**Work to complete**
Quote the records below word for word, please, from the very first line through the one that contains "Setting page size", and nothing beyond it.

- Opening Delimiter -

PR #4188, opened 2022-11-27
Fix unlimited pagination

ChristopheVandePoel:
**Changes**
Setting page size to 0 in settings disables pagination (expected). Most current master commit sends 0 as an actual page size in the query. This breaks views for those who have pagination disabled (effectively showing empty library).

PR has small change that removes the query limit and disables pagination controls if page size is set to 0.

### DIFF
--- a/src/components/common/Pagination.tsx
+++ b/src/components/common/Pagination.tsx
@@ -16,7 +16,7 @@ const Pagination: FC<PaginationProps> = ({ viewQuerySettings, setViewQuerySettin
     const totalRecordCount = itemsResult.TotalRecordCount || 0;
     const startIndex = viewQuerySettings.StartIndex || 0;
     const recordsEnd = Math.min(startIndex + limit, totalRecordCount);
-    const showControls = limit < totalRecordCount;
+    const showControls = limit > 0 && limit < totalRecordCount;
     const element = useRef<HTMLDivElement>(null);
 
     const onNextPageClick = useCallback(() => {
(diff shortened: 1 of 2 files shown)


dmitrylyzo (commented):
PR works, but I think the `Pagination` component shouldn't use `userSettings.libraryPageSize` directly - it should use the limit of its parent item view.

Just nitpicking.
I think the commit should be called `fix: ...` because it is really a fix. Or `Fix unlimited pagination`.

ChristopheVandePoel:
> PR works, but I think the `Pagination` component shouldn't use `userSettings.libraryPageSize` directly - it should use the limit of its parent item view.

I noticed that as well, and I agree, but I figured that this rewrite to react was part of a larger refactor effort and I didnt want the PR to cause conflicts elsewhere. I simply used what was at hand so that it uses that limit parameter to set things properly for now.

I'll commit the update you suggested. The only gripe I have is that this is sort of an implicit condition. It's not very well documented that "if limit === 0 -> pagination is disabled".

dmitrylyzo (approved):
It would be better to squash the commits and name (amend) it `fix: ...` or `Fix unlimited pagination`. Then force push. :point_left: This is  what I meant in my previous post.

Btw, you currently have different authors in commits, and you might want to use (amend) the Github one.

ChristopheVandePoel:
> It would be better to squash the commits and name (amend) it `fix: ...` or `Fix unlimited pagination`. Then force push. 👈 This is what I meant in my previous post.

Oh wow. Scatterbrain me, I thought you were talking about the PR title here, sorry :)

> Btw, you currently have different authors in commits, and you might want to use (amend) the Github one.

Yeah. Juggling a couple of different profiles at the same time on my machine. I squashed with the github one.

PR #4196, opened 2022-12-09
Show production studio

mark5231:
**Changes**

image

Show studios. Support this feature request: https://features.jellyfin.org/posts/1203/show-production-studio-for-movies-tv-shows
**Issues**


thornbill (changes requested):
Looks great!

Just one minor suggestion to simplify updating the hide class. As far as the placement goes, I think this might be better suited under the genres.

mark5231:
> Looks great!
> 
> Just one minor suggestion to simplify updating the hide class. As far as the placement goes, I think this might be better suited under the genres.

Thanks for your review. I applied your suggestion. Please take a look.

src/controllers/itemDetails/index.js
```diff
@@ -1031,6 +1031,29 @@ function renderDirector(page, item, context) {
...
+            Type: 'Studio',
+            ServerId: item.ServerId,
+            Id: studio.Id
+        }, {
+            context: context
+        }) + '">' + escapeHtml(studio.Name) + '</a>';
+    }).join(', ');
+
+    const studiosLabel = page.querySelector('.studiosLabel');
+    studiosLabel.innerHTML = globalize.translate(studios.length > 1 ? 'Studios' : 'Studio');
```
thornbill, line 1049: `innerText` is safer to use if you are only inserting text (removes the possibility of inadvertently introducing a cross-site scripting vulnerability)

```suggestion
    studiosLabel.innerText = globalize.translate(studios.length > 1 ? 'Studios' : 'Studio');
```

thornbill (changes requested):
I do prefer the general approach taken here over #4261. We will need to clean up the duplication on series pages, but that can always be done in a separate PR.

thornbill (approved):

PR #4198, opened 2022-12-09
Use unstable tag for sdk version

thornbill:
**Changes**
Updates the sdk version to use the unstable tag

**Issues**
N/A

### DIFF
--- a/package.json
+++ b/package.json
@@ -75,7 +75,7 @@
     "@fontsource/noto-sans-sc": "4.5.12",
     "@fontsource/noto-sans-tc": "4.5.12",
     "@jellyfin/libass-wasm": "4.1.1",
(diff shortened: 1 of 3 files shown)


package.json
```diff
@@ -75,7 +75,7 @@
     "@fontsource/noto-sans-sc": "4.5.12",
     "@fontsource/noto-sans-tc": "4.5.12",
     "@jellyfin/libass-wasm": "4.1.1",
-    "@jellyfin/sdk": "0.7.0",
+    "@jellyfin/sdk": "unstable",
```
thornbill, line 78: I'm not sure how renovate will handle this, but I guess the only way to find out is to try it and then adjust the rules as needed. :sweat_smile:

crobibero (approved):

PR #4199, opened 2022-12-10
Add setting for collection management

Shadowghost:
Provides the interface for jellyfin/jellyfin#8887 and enforces the new setting.

### DIFF
--- a/src/components/itemContextMenu.js
+++ b/src/components/itemContextMenu.js
@@ -15,7 +15,6 @@ import toast from './toast/toast';
         const user = options.user;
 
         const canPlay = playbackManager.canPlay(item);
-        const restrictOptions = (browser.operaTv || browser.web0s) && !user.Policy.IsAdministrator;
 
         const commands = [];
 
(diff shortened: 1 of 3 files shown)


src/components/itemContextMenu.js
```diff
@@ -99,7 +99,7 @@ import toast from './toast/toast';
             });
         }
 
-        if (!restrictOptions) {
+        if (options.EnableCollectionManagement && !restrictOptions) {
```
thornbill, line 102: Should this be requiring admin AND the new permission?

Also should the permission apply to playlists also? or only collections?

Shadowghost: Permission should only apply to collections and not additionally require admin.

- Closing Delimiter -

**Reply**
PR #4188, opened 2022-11-27
Fix unlimited pagination

ChristopheVandePoel:
**Changes**
Setting page size to 0 in settings disables pagination (expected). Most current master commit sends 0 as an actual page size in the query. This breaks views for those who have pagination disabled (effectively showing empty library).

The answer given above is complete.